First, Salmon Run is not available through the main doors like the other multiplayer modes. Rather, it is off to the side, down a dingy looking alley. And when you’re shown its location, either because you finally entered the Inkopolis plaza for the first time, or because the mode has entered rotation again, Marina very expressly describes it as a job.
A job you should only do if you are absolutely, desperately hard strapped for cash. You know, the sort of job you turn to if, for one reason or another, you can’t find a better one.
An aside: technically, playing Salmon Run does not automatically net you in-game currency, with which to buy things, as regular multiplayer modes do. Rather, your “pay” is a gauge you fill by playing, which comes with reward drops at certain thresholds; some randomized gacha style capsules, and one specific piece of gear which gets advertised, to incentivize playing.
The capsules themselves drop actual paychecks in the form of aforementioned currency, or meal tickets to get temporary buffs that help you progress in the multiplayer faster via one way or another. Which, hey, you know, that helps you earn more money also. Working to get “paid,” so you can get things you want, though, still works perfectly for the metaphor it creates.

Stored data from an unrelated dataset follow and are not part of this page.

PR #598, opened 2022-09-28
Drop Snap

GeorgesStavracas:
We don't plan on enabling Snap on Endless OS.

https://phabricator.endlessm.com/T33843


jprvita (approved):
This should solve the OBS building breakage we are seeing, but perhaps we should report to Debian that libsnapd-glib-dev is missing from the build-dependencies list so we can drop this commit in a future rebase.

PR #599, opened 2022-09-29
plugin-loader: Refine before installing pending apps

GeorgesStavracas:
The installation of pending apps is handled by GsInstalledPage usually, which refines the app list before actually installing them. However, there is an alternative code path in GsPluginLoader that doesn't refine, and yet tries to install the pending apps queue.

Not refining the pending apps list is risky, since the Flatpak plugin needs to add metadata to the app in order to proceed with installation.

Refine the pending apps queue before installing it.

https://phabricator.endlessm.com/T33188


GeorgesStavracas:
The patch applied cleanly, no conflicts.

PR #605, opened 2022-12-19
T34222 Rebase on 43.2

pwithnall:
Fairly straightforward rebase on upstream 43.2 (actually the `gnome-43` branch, which is a couple of commits ahead of 43.2).

Packaging changes are in #606.

These two commits were automatically dropped in the rebase:
 * 48f179b66cf3d90a6d9872691da74bdffb430220 `plugin-loader: Refine before installing pending apps`
 * 251f3c1916d6eed25b978f765aeee6dad41915b7 `gs-plugin-job-list-apps: Filter out invalid apps`

And the other commits in the rebase list were:
 * pick `0aaa98751 src: Expose origin hostname in app details for blocklisting`
 * pick `c0b67f8d0 eos: Add eos-blocklist plugin`
 * pick `a4987ecca gs-prefs-dialog: Hide automatic updates setting when using Mogwai`
 * pick `7ded7d2ea Add the top bar about auto updates to the Updates page`
 * pick `a1fc07d61 Add EOS desktop plugin`
 * pick `318a92a88 eos: Mark all non-flatpak apps as compulsory if installed`
 * pick `219968988 eos: Fix launching Google Chrome`
 * pick `fc1dff0ea eos: Add parental controls metrics on update poll`
 * pick `678397d6c Change user-facing name from Software to App Center`
 * pick `6e9cf9cbd Limit the number of certain ops in parallel to 1`
 * pick `a488e14aa build: Override meson's default options`
 * pick `8e65e4322 flatpak: Set the apps' update priority`
 * pick `1e67331e2 Do not invalidate OS upgrades in the Updates page`
 * pick `fc935725f flatpak: Introduce success/failure heuristics for app install and autoupdates`
 * pick `9a63310ed updates monitor: Don't skip automatic updates that require new permissions`
 * pick `35d23f7f4 appstream: Override <id> with <launchable type="desktop-id"> while parsing appdata files`
 * pick `2d0dea9fe Integrate Transifex translation infrastructure`
 * pick `c7e01b380 Disable all tests`
 * **modified** `ef29475c4 appdata: Remove release notes` — reworked to drop latest release notes
 * pick `b742b8145 eos: Don't hide web-apps or mark them as unremovable`
 * pick `a6f08d4f1 Migrate transifex configuration for use with new tx client`
 * **modified** `4150fdf98 Add translation support for several new languages` — fixed trivial rebase conflicts
 * **modified** `2861f7ff7 Update .po files` — regenerated using `ninja`
[...]

PR #606, opened 2022-12-19
T34222 Rebase on 43.2 (packaging changes)

pwithnall:
Packaging changes to go with #605. Basically nothing has changed.

https://phabricator.endlessm.com/T34222


GeorgesStavracas (approved):
Seems like I left we all hanging with my commit message on commit 15ba84e

`Debian raised the dependency so that they could do the switch to libsoup3, and`

Other than that, LGTM

PR #607, opened 2022-12-22
T34082 Backport ‘Learn More’ link changes for upgrades from upstream

pwithnall:
Trivial backport of https://gitlab.gnome.org/GNOME/gnome-software/-/merge_requests/1567 to EOS `master`.

This will need fast-forwarding to on `eos5.0` once landed, and then backporting to `eos4.0`. I haven’t done that yet as there are a couple of other backports waiting review and it’s getting to the point where a merge train would be needed if I added more PRs.


wjt:
Fast-forwarded eos5.0 as well

PR #608, opened 2023-01-05
eos-updater: Use the OS logo for minor update rows (backport to eos4.0)

pwithnall:
Just like using an app icon to brand the updates for an app, this makes it a bit more obvious what the updates are.

(Backport 4.0: Rework code in eos-updater plugin as the control flow is significantly different in eos4.0 vs eos5.0.)

Upstream: https://gitlab.gnome.org/GNOME/gnome-software/-/merge_requests/1556 https://phabricator.endlessm.com/T33143


pwithnall:
This is a not-so-trivial backport of #605 to `eos4.0`.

When I first saw it open up for rotation, I found out you had to be at least a level four to participate. Pretty par for the course, considering it’s the same deal with the gear shops. But, again, it’s all in the presentation; Mr. Grizz does not simply say something akin to the usual “you must be this tall to ride.” He says he cannot hire inexperienced inklings such as yourself, because it’s a legal liability.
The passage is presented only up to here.